■ **WHAT IS EXPECTED**
Pull every line containing the word "public" from the records.

Stored data:
PR #168, opened 2019-02-06
Adds troubleshooting sections to README

b-m-f:


README.md
```diff
@@ -33,3 +33,10 @@ jekyll serve
 ## Contributing
 
 For guidelines on contributing to these documents, see [CONTRIBUTING.md](CONTRIBUTING.md).
+
+## Troubleshooting
+
+### jekyll not found
```
barrymcgee:
```suggestion
### Jekyll not found
```

README.md
```diff
@@ -33,3 +33,10 @@ jekyll serve
...
+If you encounter a problem while an installed **gems** that states that it can not be found, make sure that the directory in which **gems** are installed is included in your PATH.
```
barrymcgee:
```suggestion
If you encounter a problem while running `bundle install` that states that Jekyll (or any other gem) cannot be found, make sure that the directory in which **gems** are installed is included in your PATH.
```

b-m-f: This problem should actually be that the `~/.gems/bin` or other dirs were not added to the path. `bundle install` should run correctly when using the specified bundler version :) But I have updated the sentence. 
I hope it is more clear now?

barrymcgee: Cool - thanks, @b-m-f

PR #170, opened 2019-02-07
Add circleci step to run Prettier

barrymcgee:
## Done

As we do not use run Prettier on pre-commit, this change is to run it as a build step instead.

## QA

- Sanity check code
- Check CircleCI Console?

## Question

@nottrobin Do we have a shared config for CircleCI tasks?

### DIFF
--- a/.circleci/config.yml
+++ b/.circleci/config.yml
@@ -12,7 +12,7 @@ jobs:
       - checkout
       - run:
           name: Install dependencies
-          command: bundle install
+          command: yarn install && bundle install
       - run:
           name: Build the site resources
           command: jekyll build
@@ -23,13 +23,13 @@ jobs:
       - run:
           name: Check site is accessible
           command: sleep 1 && curl --head --fail --retry-delay 5 --retry 10  --retry-connrefused http://127.0.0.1:4000/practices/
-  run-prettier:
+  check-prettier:
     <<: *defaults
     steps:
       - checkout
       - run:
           name: Run Prettier over all files
-          command: npx prettier --write **/*.*
+          command: prettier-check **/*
 workflows:
   version: 2
   build:
--- a/.circleci/config.yml
+++ b/.circleci/config.yml
@@ -1,0 +1,38 @@
+---
+defaults: &defaults
+  docker:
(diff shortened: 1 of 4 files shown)


nottrobin:
We don't have a "shared" one, but all our circleci configs do follow a similar pattern:

- They use [our `canonicalwebteam/dev` image](https://hub.docker.com/r/canonicalwebteam/dev/)
- They split up named tasks - e.g. `lint-scss`, `test-python`, `test-site` etc.

[Example](https://github.com/canonical-websites/docs.snapcraft.io/blob/827236f4dd6d935be55da24251dc411f30ada433/.circleci/config.yml)

nottrobin:
So in this case I would suggest just having one job called e.g. "check-prettier", for the time being.

.circleci/config.yml
```diff
@@ -0,0 +1,38 @@
...
+      - run:
+          name: Check site is accessible
+          command: sleep 1 && curl --head --fail --retry-delay 5 --retry 10  --retry-connrefused http://127.0.0.1:4000/practices/
+  run-prettier:
+    <<: *defaults
+    steps:
+      - checkout
+      - run:
+          name: Run Prettier over all files
+          command: npx prettier --write **/*.*
```
nottrobin: I don't think `npx` is available within our development image - could we instead use `node_modules/.bin/prettier`?

Also, I don't think prettier itself is installed, so you probably need a `package.json` with an `Install dependencies` step, with `yarn install`.

Thirdly, won't this command actually do the reformatting? I think what we really want here is just a CI check - as in we probably want `prettier --check`.

package.json
```diff
@@ -0,0 +1,9 @@
+{
+  "devDependencies": {
+    "prettier": "1.16.4",
+    "prettier-check": "2.0.0"
+  },
+  "scripts": {
+    "prettier-check": "prettier-check **/*"
```
nottrobin: Why `prettier-check` instead of simply `prettier --check`? One dependency would be much more preferably to two, if possible. Two opens up the possibility for conflicts and means Renovate has more to do.

PR #174, opened 2019-03-22
Add note about build tools to javascript doc.

squidsoup:
Rollup has generally been considered the standard tool for building libraries in the js community, largely in part to its ability to produce more efficient builds due to [scope hoisting](https://medium.com/adobetech/optimizing-javascript-through-scope-hoisting-2259ef7f5994). 

Webpack however has [supported](https://medium.com/webpack/webpack-3-official-release-15fd2dd8f07b) scope hoisting via the [ModuleConcatenationPlugin](https://webpack.js.org/plugins/module-concatenation-plugin/) which is the default for production mode builds since v3. This possibly removes one of the more compelling reasons to use Rollup.

The only potential argument for continuing to use Rollup for library builds is that it is generally easier to configure. Whether this incurs additional cognitive overhead, or actually makes things easier for us is probably something the team should discuss. While I'm not opposed to us using both tools, as an experiment, perhaps we should try to configure a similar Webpack build for one of our projects currently using Rollup.

### DIFF
--- a/coding/javascript.md
+++ b/coding/javascript.md
@@ -30,6 +30,7 @@ e.g. `<a data-js="index-link" href="/index">Index</a>`.
 ## Tooling
 
 ### Build tools
+
 [Webpack](https://webpack.js.org/) is the preferred build tool for applications, and [Rollup](https://rollupjs.org/guide/en) is preferred for libraries.
 
 Rollup and Webpack for the most part have feature parity, so this is mostly a matter of taste and convenience, given Rollup is easier to configure for library builds.
--- a/coding/javascript.md
+++ b/coding/javascript.md
@@ -30,10 +30,9 @@ e.g. `<a data-js="index-link" href="/index">Index</a>`.
 ## Tooling
 
 ### Build tools
-[Webpack](https://webpack.js.org/) is the preferred build tool for applications, and [Rollup](https://rollupjs.org/guide/en) has generally been preferred for building
-cross environment libraries (both the browser and ESM/CJS environments) if the library in question uses ES6 modules. Rollup and Webpack for the most part have
-feature parity now however (Webpack has support for scope hoisting, and Rollup supports code splitting), so this is mostly a matter of taste and
-convenience, given Rollup is easier to configure for library builds.
+[Webpack](https://webpack.js.org/) is the preferred build tool for applications, and [Rollup](https://rollupjs.org/guide/en) is preferred for libraries.
+
+Rollup and Webpack for the most part have feature parity (Webpack has support for scope hoisting, and Rollup supports code splitting), so this is mostly a matter of taste and convenience, given Rollup is easier to configure for library builds.
 
 ### Dependency management
 
--- a/coding/javascript.md
+++ b/coding/javascript.md
@@ -32,7 +32,7 @@ e.g. `<a data-js="index-link" href="/index">Index</a>`.
 ### Build tools
 [Webpack](https://webpack.js.org/) is the preferred build tool for applications, and [Rollup](https://rollupjs.org/guide/en) has generally been preferred for building
 cross environment libraries (both the browser and ESM/CJS environments) if the library in question uses ES6 modules. Rollup and Webpack for the most part have
-feature parity now however (Webpack now has support for scope hoisting, and Rollup now supports code splitting), so this is mostly now a matter of taste and
+feature parity now however (Webpack has support for scope hoisting, and Rollup supports code splitting), so this is mostly a matter of taste and
 convenience, given Rollup is easier to configure for library builds.
 
 ### Dependency management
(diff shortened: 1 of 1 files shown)


coding/javascript.md
```diff
@@ -29,6 +29,12 @@ e.g. `<a data-js="index-link" href="/index">Index</a>`.
 
 ## Tooling
 
+### Build tools
+[Webpack](https://webpack.js.org/) is the preferred build tool for applications, and [Rollup](https://rollupjs.org/guide/en) has generally been preferred for building
+cross environment libraries (both the browser and ESM/CJS environments) if the library in question uses ES6 modules. Rollup and Webpack for the most part have
+feature parity now however (Webpack now has support for scope hoisting, and Rollup now supports code splitting), so this is mostly now a matter of taste and
```
bartaz: Lots of "now"s in this sentence :)

bartaz:
> The only potential argument for continuing to use Rollup for library builds is that it is generally easier to configure. 
Being a little bit of a devils advocate here: if Rollup is easier to configure and has feature parity with WebPack why do we want to try using WebPack for all projects instead of using Rollup for everything?

We mover from Rollup to WebPack in snapcraft.io some time ago, because once we started having more JS functionality, modules, React and Redux we had build performance issues that made development process harder (slow build, changes to some modules not detected by watch, etc). But maybe it was just the matter of adjusting Rollup config or some tooling that we used for build?

If our goal here is to have potentially one build tool to rule them all this possibly can be webpack. If we can figure out the configuration for the 'library' build for webpack it should be quite straightforward to just reuse it whenever needed without having to learn complicated config settings.

On the other hand I don't really mind having two different tools if one seems to be easier to configure for library builds (rollup) and the other seems to be more suited for application builds (good support for plugins for babel, css modules, react, fast and reliable watch, hot reloading, etc).

squidsoup:
Thanks @bartaz are you +1 then?

bartaz:
Yes, :+1 from me.

Although prettier seems to fail in CI. Not sure if it's related to this PR.
Are we checking .md files for code style?

coding/javascript.md
```diff
@@ -29,6 +29,12 @@ e.g. `<a data-js="index-link" href="/index">Index</a>`.
 
 ## Tooling
 
+### Build tools
+[Webpack](https://webpack.js.org/) is the preferred build tool for applications, and [Rollup](https://rollupjs.org/guide/en) has generally been preferred for building
```
nottrobin: Would it be okay if we make the language a little more opinionated here, to make our position clearer for people to use?

I'm not quite sure where we landed on the advice - are we really only recommending Rollup for libraries where "cross environment" libraries with "ES6 modules"? It would be much neater if we could simply say - Webpack for applications, Rollup for libraries / packages. Can that be our position?

If so, maybe the language could simply be:

> Webpack is the recommended build tool for applications, Rollup is recommended for packages.
> 
> Rollup and Webpack for the most part have feature parity now however (Webpack has support for scope hoisting, and Rollup supports code splitting), so this is mostly a matter of taste and convenience, given Rollup is easier to configure for library builds.

Thoughts?

nottrobin:
Thanks @squidsoup this is great.

> The only potential argument for continuing to use Rollup for library builds is that it is generally easier to configure. Whether this incurs additional cognitive overhead, or actually makes things easier for us is probably something the team should discuss. While I'm not opposed to us using both tools, as an experiment, perhaps we should try to configure a similar Webpack build for one of our projects currently using Rollup.

If appears that Rollup is our current standard for packages, so let's write it down that way for now, and then we can update it as it evolves.

coding/javascript.md
squidsoup: wfm, thanks @nottrobin

coding/javascript.md
```diff
@@ -29,6 +29,11 @@ e.g. `<a data-js="index-link" href="/index">Index</a>`.
 
 ## Tooling
 
+### Build tools
+[Webpack](https://webpack.js.org/) is the preferred build tool for applications, and [Rollup](https://rollupjs.org/guide/en) is preferred for libraries.
+
+Rollup and Webpack for the most part have feature parity (Webpack has support for scope hoisting, and Rollup supports code splitting), so this is mostly a matter of taste and convenience, given Rollup is easier to configure for library builds.
```
b-m-f:
```
https://github.com/webpack/webpack/tree/master/examples/scope-hoisting
https://webpack.js.org/guides/code-splitting/
https://www.infoq.com/news/2019/03/rollup-code-splitting
https://medium.com/adobetech/optimizing-javascript-through-scope-hoisting-2259ef7f5994#ff06
```
I think we can remove the sentence that one has support and the other does not. They seem to be on par

squidsoup: I think I edited too heavily, it used to read "Webpack *now* has support for scope hoisting"...

PR #179, opened 2019-05-02
Add a supplementary note on code comments

barrymcgee:
Please review for sanity.

### DIFF
--- a/coding/javascript.md
+++ b/coding/javascript.md
@@ -70,6 +70,14 @@ To ensure code formatting consistency across our codebase, we use [Prettier](htt
 
 JavaScript should also be written using [AirBnB](https://github.com/airbnb/javascript) style. New projects can adhere to this by selecting 'AirBnB' during `eslint init`, and existing projects can find the relevant ESLint config in [eslint-config-airbnb](https://www.npmjs.com/package/eslint-config-airbnb).
 
+### Commenting code
+
+As a general rule, human-readable code is preferred over brevity.
+
+Inline comments should be provided where logic or behaviour is unexpected or required due to external factors.
+
+If library code, [JSDoc](http://usejsdoc.org/) comments should be provided as appropriate.
+
 ## React
 
 ### Starting a new project


coding/javascript.md
```diff
@@ -70,6 +70,14 @@ To ensure code formatting consistency across our codebase, we use [Prettier](htt
 
 JavaScript should also be written using [AirBnB](https://github.com/airbnb/javascript) style. New projects can adhere to this by selecting 'AirBnB' during `eslint init`, and existing projects can find the relevant ESLint config in [eslint-config-airbnb](https://www.npmjs.com/package/eslint-config-airbnb).
 
+### Commenting code
+
+As a general rule, human-readable code is preferred over brevity.
+
+Inline comments should be provided where logic or behaviour is unexpected or required due to external factors.
+
+If library code, [JSDoc](http://usejsdoc.org/) comments should be provided as appropriate.
```
nottrobin: Is this what we agreed? I don't think I was in dev catch-up for these discussions.

In Python we aim to provide [docstrings](https://www.python.org/dev/peps/pep-0008/#documentation-strings) for all functions (but we don't always succeed). These docstrings don't necessarily need to define parameters or return type or anything, but they should at least contain 1 sentence roughly explaining the function.

Could we recommend a similar thing in JavaScript, as a soft ideal?

coding/javascript.md
```diff
@@ -70,6 +70,14 @@ To ensure code formatting consistency across our codebase, we use [Prettier](htt
 
 JavaScript should also be written using [AirBnB](https://github.com/airbnb/javascript) style. New projects can adhere to this by selecting 'AirBnB' during `eslint init`, and existing projects can find the relevant ESLint config in [eslint-config-airbnb](https://www.npmjs.com/package/eslint-config-airbnb).
 
+### Commenting code
+
+As a general rule, human-readable code is preferred over brevity.
```
squidsoup: This is a general coding principal, but I'm not sure it belongs under "Commenting code".

coding/javascript.md
```diff
@@ -70,6 +70,14 @@ To ensure code formatting consistency across our codebase, we use [Prettier](htt
...
+
+Inline comments should be provided where logic or behaviour is unexpected or required due to external factors.
```
squidsoup: This is a general principal, not really specific to javascript.

coding/javascript.md
squidsoup: I personally don't think it makes sense to document every function, unless for some reason that function is particularly hard to parse, especially in a react context where the component interface is the most important "documentation" for a consumer.

squidsoup: Maybe distinguish between all library code and public interfaces for library code.

nottrobin: Fair enough. I feel like you've all already discussed this and come to a conclusion in Dev Catch-up, so I'm cool with whatever you agreed. I just wanted to get my point of view on the record =)

nottrobin: As I said I didn't want to throw a spanner in the works if this PR was based on a consensus from the team in a dev catch-up that I missed. However, after speaking to @b-m-f and @jpmartinspt I don't think they felt they'd contributed to a discussion about this either. So I think maybe it is worth opening up this discussion on this PR.

So my position is - as good open-source developers, it is our responsibility to make sure that our code is as easy as possible to pick up and understand by as wide a spectrum of people as possible, with minimal context or understanding needed. Your code *will* be read by others, multiple times, and so the time spent making it easy to understand is never wasted, is extremely valuable. This both helps at every level of working within our team, and also is our responsibility to the open-source community. Not only should any of our devs from any of our squads be able to pick up and understand any of our projects, but ideally a designer, should they feel so inclined, should be able to open up a code file and get a rough idea for what's going on.

Just as we should be doing the heavy-lifting at the software level to create an easy, smooth experience for our end-users, we should be doing the heavy lifting when writing code to make it an easy smooth experience for anyone reading it (the same principle as should apply to writing & communication generally).

And so, I think taking every effort to write clear, simple, "[self-documenting](https://en.wikipedia.org/wiki/Self-documenting_code)" code is an absolute must, and one we should state strongly. However, I don't think writing clean code is ever sufficient. I know there's a tendency in the self-documenting code movement to say that if it needs comments, the code isn't clear enough. I despise this attitude. Nothing is ever going to be as obvious to others as you think it is, and comments are basically always valuable. I have rarely if ever encountered a case where comments have genuinely got in the way of me understanding code (unless they're actual lies). I accept that theoretically, if every line of code had multiple lines of comments it could get pretty dense, but in practice the sparse extra comments I've encountered have never been anything but helpful. 

The point of all this is this - I do think that at least a few words to describe every function would be valuable, as we do in Python. (Of course you could make a distinction about anonymous functions that are directly passed as arguments (`[].forEach(function(){})`).) I personally find JavaScript much more confusing to read than e.g. Python, and so think, if anything, it should have *more* comments. I'd certainly appreciate every named function having a `/** ... */` block comment to describe it, and I'd also appreciate a number of inline comments.

I don't personally see the purpose in making a distinction for "library code", this statement basically explicitly lets you off the hook for commenting non-library code, but I think is a bad idea. I would also really like it if we could consider at least recommending that named functions be described with at least a short sentence.

coding/javascript.md
nottrobin: Yes it is a general principle, but if it applied to Python I think it would be nice if it were a little more encouraging of comments:

``` markdown
Inline comments should be provided in any case where it is not immediately obvious what the code is doing.
```

coding/javascript.md
deadlight: I think that this can be rewritten to get across the idea that if code is so "clever" that it needs comments to document it then the code should be rewritten in an easier to read style.

Lukewh: Perhaps this can be hoisted into the section above `Code style & formatting`?

coding/javascript.md
Lukewh: It is general, but I think it's good to have here too

coding/javascript.md
Lukewh: I read "library code" as "anything that can be consumed in multiple places".
For example in snapcraft we have a [channels.js library](https://github.com/canonical-web-and-design/snapcraft.io/blob/master/static/js/libs/channels.js) that benefits from full jsdocs - it's complex code that does complex things with some seemingly odd rules.
We also have [public/newsletter.js](https://github.com/canonical-web-and-design/snapcraft.io/blob/master/static/js/public/newsletter.js) which is specific, used in one place, and so small that jsdocs really shouldn't be required for anyone to understand what's going on.

In summary I think this sentence is accurate. It doesn't say "if you're writing some complex code that isn't a library DON'T WRITE JSDOC". As with many things in the practices documents, these aren't rules they're guides for people. If you see a PR that would benefit from jsdocs, say.

Lukewh:
It seems this PR has been held up for a long time, I'm :+1: for getting it merged as-is. We don't want stale practices sitting around.

squidsoup:
+1 to merge, the advice here is fine.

■ **ANSWER SECTION**
squidsoup: Maybe distinguish between all library code and public interfaces for library code.
We also have [public/newsletter.js](https://github.com/canonical-web-and-design/snapcraft.io/blob/master/static/js/public/newsletter.js) which is specific, used in one place, and so small that jsdocs really shouldn't be required for anyone to understand what's going on.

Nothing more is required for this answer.